George W. Sledge Jr, MD
Heterogeneity, which can result in treatment resistance, is commonly underestimated and misunderstood, representing an important area of future research, according to a presentation by George W. Sledge Jr, MD, at the Miami Breast Cancer Conference.
The ubiquitous nature of heterogeneity calls for a number of actions, Sledge explained during his talk. There is a need for better retesting of treatment-relevant biomarkers, a definition for clinically relevant heterogeneity, and improved methods for targeting these alterations. However, the imposing number of molecular alterations seen in cancer represents a significant hurdle.
“There’s a three order of magnitude difference between the least mutated and most mutated cancers. This is true across cancers, but its also true within cancers, to a significant degree,” said Sledge, from Stanford University School of Medicine. “One can only imagine the thousand-fold difference in terms of the number of mutations a cancer carries and those with real clinical significance."
Within breast cancer specifically, mutational burden varies by phenotype. ER-positive tumors generally carry half the mutation burden that is seen in triple-negative breast cancer. Significant differences can even be seen within each subtype, even when exploring just the driver mutations.

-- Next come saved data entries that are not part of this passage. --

PR #161, opened 2024-08-24
fix(ci): Try SSH push instead

AverageHelper:
Seems user tokens don't work for mirroring like this. Trying a Deploy Key instead.

Also checkout all history for the push, lol

### DIFF
--- a/.github/workflows/mirror.yml
+++ b/.github/workflows/mirror.yml
@@ -13,6 +13,8 @@ jobs:
     steps:
       - name: Checkout repository
         uses: actions/checkout@v4
+        with:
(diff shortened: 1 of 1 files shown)


JstnMcBrd:
Is the only way to test this to merge it into main?

AverageHelper:
That would be easiest. Afaik all the action does is do a git push using the keys we give it. I've never used Deploy Keys in a git forge before, just my account-level SSH keys. I'm just kindof hoping this works lol

JstnMcBrd (approved):

AverageHelper:
One more thing: #162

PR #166, opened 2024-08-24
feat: Publish docker

AverageHelper:
We might as well publish our own Docker image. Would make deployment much easier if a host could simply write `ghcr.io/byu-cs-discord/csbot` in a `compose.yml` file, without having to clone and build directly.

New Docker deploy flow:
- Every push to our main branch goes to an image tag called `main`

In an analysis of 100 breast cancer genomes published in Nature
, driver mutations were found in 40 different cancer genes in 73 different combinations. Overall, 28% of these tumors had a single-driver mutation, while the rest had multiple alterations.
“While a little over a quarter had a single driver mutation some had as many as six driver mutations,” Sledge said. “We’ve never intentionally targeted six drivers at one time. This heterogeneity seems to be exceptionally important in how we think about these cancers and how we treat these cancers.”

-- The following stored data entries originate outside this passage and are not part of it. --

PR #2, opened 2016-02-03
[TOREE 249] Enable pip install

Lull3rSkat3r:
This commit enables the building, packaging and release of a pip package.
The package can be installed via `pip install toree`. This then enables the
kernel installation via `jupyter toree install`.


Makefile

A number of the testing guidelines have attempted to address heterogeneity, to some degree. The 2013 ASCO/CAP guideline for breast cancer indicates that a tumor is HER2-positive if more than 10% of cells overexpress HER2. Additionally, the guideline states that heterogeneity should be reported, Sledge notes.
“One can see when looking under a microscope a variety of different patterns, it’s not just all negative or all positive,” Sledge notes. “While not as well studied as we would like, it appears to be important.”

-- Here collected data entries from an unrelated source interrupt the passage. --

PR #4, opened 2016-02-08
Update dependency downloader

chipsenkbeil:
Adds the following options to %AddDeps:

- `--repository <URL>` to include another repository when downloading
- `--trace` to print out download information
- `--verbose` to print out miscellaneous information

The level of heterogeneity at a single-patient level was further illuminated by a study published in Nature
that conducted single nucleus genome sequencing on 50 individual cancer cells. The study revealed three different cancers within a single triple-negative breast cancer sample, Sledge noted.
Within the triple-negative breast cancer sample, deep sequencing uncovered 374 clonal mutations, 154 subclonal mutations, and three subpopulations. Approximately a quarter of these mutations (23.44%) damaged protein function.
“This intrapatient heterogeneity appears to be profound,” Sledge said. “Perhaps the most frightening conclusion of this paper was that no two cancer cells within the same cancer have the same genome.”
Adding to the difficulty associated with heterogeneity, discordance exists at every level, including within the primary tumor, between the primary and the metastatic lesion, and even between each metastasis. The sheer number of somatic mutations within a specific tumor defines part of this heterogeneity.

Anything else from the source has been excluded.